→ **YOUR OBJECTIVE**
Repeat each of these records exactly.

————

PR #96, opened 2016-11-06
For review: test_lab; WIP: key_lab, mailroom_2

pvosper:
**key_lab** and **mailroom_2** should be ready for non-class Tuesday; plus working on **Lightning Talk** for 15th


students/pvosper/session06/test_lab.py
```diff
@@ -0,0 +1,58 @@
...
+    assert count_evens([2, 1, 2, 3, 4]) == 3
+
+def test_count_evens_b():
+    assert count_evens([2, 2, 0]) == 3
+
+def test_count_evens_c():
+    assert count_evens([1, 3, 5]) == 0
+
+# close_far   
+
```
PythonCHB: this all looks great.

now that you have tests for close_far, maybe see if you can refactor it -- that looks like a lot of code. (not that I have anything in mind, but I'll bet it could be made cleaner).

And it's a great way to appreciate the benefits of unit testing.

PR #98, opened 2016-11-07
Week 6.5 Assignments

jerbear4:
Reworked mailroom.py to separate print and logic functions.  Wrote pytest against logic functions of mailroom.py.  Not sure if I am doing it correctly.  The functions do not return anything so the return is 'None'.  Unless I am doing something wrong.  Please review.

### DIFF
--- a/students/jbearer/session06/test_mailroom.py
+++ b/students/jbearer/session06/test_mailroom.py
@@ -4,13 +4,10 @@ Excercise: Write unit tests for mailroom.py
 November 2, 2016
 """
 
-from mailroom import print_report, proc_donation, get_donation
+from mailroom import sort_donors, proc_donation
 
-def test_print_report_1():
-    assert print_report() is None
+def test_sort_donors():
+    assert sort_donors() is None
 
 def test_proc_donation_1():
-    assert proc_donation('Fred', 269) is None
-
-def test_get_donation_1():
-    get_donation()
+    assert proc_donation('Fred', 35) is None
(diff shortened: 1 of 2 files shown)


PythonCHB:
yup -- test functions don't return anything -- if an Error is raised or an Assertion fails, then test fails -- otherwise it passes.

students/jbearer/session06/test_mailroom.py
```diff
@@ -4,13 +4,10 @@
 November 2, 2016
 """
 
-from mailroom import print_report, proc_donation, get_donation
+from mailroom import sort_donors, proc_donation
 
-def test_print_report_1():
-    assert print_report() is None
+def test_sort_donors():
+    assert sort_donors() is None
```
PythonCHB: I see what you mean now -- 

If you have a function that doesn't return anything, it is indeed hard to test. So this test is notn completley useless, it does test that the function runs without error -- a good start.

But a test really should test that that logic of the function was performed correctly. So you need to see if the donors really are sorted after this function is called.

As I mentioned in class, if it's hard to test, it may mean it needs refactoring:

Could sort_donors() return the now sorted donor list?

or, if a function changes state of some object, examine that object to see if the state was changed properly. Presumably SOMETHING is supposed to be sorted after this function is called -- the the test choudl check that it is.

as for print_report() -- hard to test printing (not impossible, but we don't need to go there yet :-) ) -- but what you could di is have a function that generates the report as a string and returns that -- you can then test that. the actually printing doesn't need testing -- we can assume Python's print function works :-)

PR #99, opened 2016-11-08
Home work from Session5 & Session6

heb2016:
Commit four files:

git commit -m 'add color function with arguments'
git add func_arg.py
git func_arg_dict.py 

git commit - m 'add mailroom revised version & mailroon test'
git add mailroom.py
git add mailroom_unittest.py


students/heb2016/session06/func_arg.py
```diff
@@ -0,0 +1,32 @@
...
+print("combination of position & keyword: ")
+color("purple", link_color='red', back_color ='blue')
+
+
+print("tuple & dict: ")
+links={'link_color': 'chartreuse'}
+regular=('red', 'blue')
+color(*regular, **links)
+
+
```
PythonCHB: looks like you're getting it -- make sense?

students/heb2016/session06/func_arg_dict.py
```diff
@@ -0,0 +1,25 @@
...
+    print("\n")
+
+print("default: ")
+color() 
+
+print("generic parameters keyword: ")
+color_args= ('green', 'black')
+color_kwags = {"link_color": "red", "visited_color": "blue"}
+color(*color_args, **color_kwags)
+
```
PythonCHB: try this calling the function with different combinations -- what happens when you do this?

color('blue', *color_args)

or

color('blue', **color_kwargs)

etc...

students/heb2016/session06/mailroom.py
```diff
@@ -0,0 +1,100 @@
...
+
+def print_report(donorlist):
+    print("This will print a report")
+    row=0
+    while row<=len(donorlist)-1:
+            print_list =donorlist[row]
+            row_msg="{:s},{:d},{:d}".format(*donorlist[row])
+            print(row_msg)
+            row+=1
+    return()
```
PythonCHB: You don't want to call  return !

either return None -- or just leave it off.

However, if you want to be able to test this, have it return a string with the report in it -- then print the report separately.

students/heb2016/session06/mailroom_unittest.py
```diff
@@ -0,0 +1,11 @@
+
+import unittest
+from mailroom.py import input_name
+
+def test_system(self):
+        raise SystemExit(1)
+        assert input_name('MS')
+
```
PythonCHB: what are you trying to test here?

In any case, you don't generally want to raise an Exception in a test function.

————

→ **TASK SOLUTION**
PR #96, opened 2016-11-06
For review: test_lab; WIP: key_lab, mailroom_2

pvosper:
**key_lab** and **mailroom_2** should be ready for non-class Tuesday; plus working on **Lightning Talk** for 15th


students/pvosper/session06/test_lab.py
```diff
@@ -0,0 +1,58 @@
...
+    assert count_evens([2, 1, 2, 3, 4]) == 3
+
+def test_count_evens_b():
+    assert count_evens([2, 2, 0]) == 3
+
+def test_count_evens_c():
+    assert count_evens([1, 3, 5]) == 0
+
+# close_far   
+
```
PythonCHB: this all looks great.

now that you have tests for close_far, maybe see if you can refactor it -- that looks like a lot of code. (not that I have anything in mind, but I'll bet it could be made cleaner).

And it's a great way to appreciate the benefits of unit testing.

PR #98, opened 2016-11-07
Week 6.5 Assignments

jerbear4:
Reworked mailroom.py to separate print and logic functions.  Wrote pytest against logic functions of mailroom.py.  Not sure if I am doing it correctly.  The functions do not return anything so the return is 'None'.  Unless I am doing something wrong.  Please review.

### DIFF
--- a/students/jbearer/session06/test_mailroom.py
+++ b/students/jbearer/session06/test_mailroom.py
@@ -4,13 +4,10 @@ Excercise: Write unit tests for mailroom.py
 November 2, 2016
 """
 
-from mailroom import print_report, proc_donation, get_donation
+from mailroom import sort_donors, proc_donation
 
-def test_print_report_1():
-    assert print_report() is None
+def test_sort_donors():
+    assert sort_donors() is None
 
 def test_proc_donation_1():
-    assert proc_donation('Fred', 269) is None
-
-def test_get_donation_1():
-    get_donation()
+    assert proc_donation('Fred', 35) is None
(diff shortened: 1 of 2 files shown)


PythonCHB:
yup -- test functions don't return anything -- if an Error is raised or an Assertion fails, then test fails -- otherwise it passes.

students/jbearer/session06/test_mailroom.py
```diff
@@ -4,13 +4,10 @@
 November 2, 2016
 """
 
-from mailroom import print_report, proc_donation, get_donation
+from mailroom import sort_donors, proc_donation
 
-def test_print_report_1():
-    assert print_report() is None
+def test_sort_donors():
+    assert sort_donors() is None
```
PythonCHB: I see what you mean now -- 

If you have a function that doesn't return anything, it is indeed hard to test. So this test is notn completley useless, it does test that the function runs without error -- a good start.

But a test really should test that that logic of the function was performed correctly. So you need to see if the donors really are sorted after this function is called.

As I mentioned in class, if it's hard to test, it may mean it needs refactoring:

Could sort_donors() return the now sorted donor list?

or, if a function changes state of some object, examine that object to see if the state was changed properly. Presumably SOMETHING is supposed to be sorted after this function is called -- the the test choudl check that it is.

as for print_report() -- hard to test printing (not impossible, but we don't need to go there yet :-) ) -- but what you could di is have a function that generates the report as a string and returns that -- you can then test that. the actually printing doesn't need testing -- we can assume Python's print function works :-)

PR #99, opened 2016-11-08
Home work from Session5 & Session6

heb2016:
Commit four files:

git commit -m 'add color function with arguments'
git add func_arg.py
git func_arg_dict.py 

git commit - m 'add mailroom revised version & mailroon test'
git add mailroom.py
git add mailroom_unittest.py


students/heb2016/session06/func_arg.py
```diff
@@ -0,0 +1,32 @@
...
+print("combination of position & keyword: ")
+color("purple", link_color='red', back_color ='blue')
+
+
+print("tuple & dict: ")
+links={'link_color': 'chartreuse'}
+regular=('red', 'blue')
+color(*regular, **links)
+
+
```
PythonCHB: looks like you're getting it -- make sense?

students/heb2016/session06/func_arg_dict.py
```diff
@@ -0,0 +1,25 @@
...
+    print("\n")
+
+print("default: ")
+color() 
+
+print("generic parameters keyword: ")
+color_args= ('green', 'black')
+color_kwags = {"link_color": "red", "visited_color": "blue"}
+color(*color_args, **color_kwags)
+
```
PythonCHB: try this calling the function with different combinations -- what happens when you do this?

color('blue', *color_args)

or

color('blue', **color_kwargs)

etc...

students/heb2016/session06/mailroom.py
```diff
@@ -0,0 +1,100 @@
...
+
+def print_report(donorlist):
+    print("This will print a report")
+    row=0
+    while row<=len(donorlist)-1:
+            print_list =donorlist[row]
+            row_msg="{:s},{:d},{:d}".format(*donorlist[row])
+            print(row_msg)
+            row+=1
+    return()
```
PythonCHB: You don't want to call  return !

either return None -- or just leave it off.

However, if you want to be able to test this, have it return a string with the report in it -- then print the report separately.

students/heb2016/session06/mailroom_unittest.py
```diff
@@ -0,0 +1,11 @@
+
+import unittest
+from mailroom.py import input_name
+
+def test_system(self):
+        raise SystemExit(1)
+        assert input_name('MS')
+
```
PythonCHB: what are you trying to test here?

In any case, you don't generally want to raise an Exception in a test function.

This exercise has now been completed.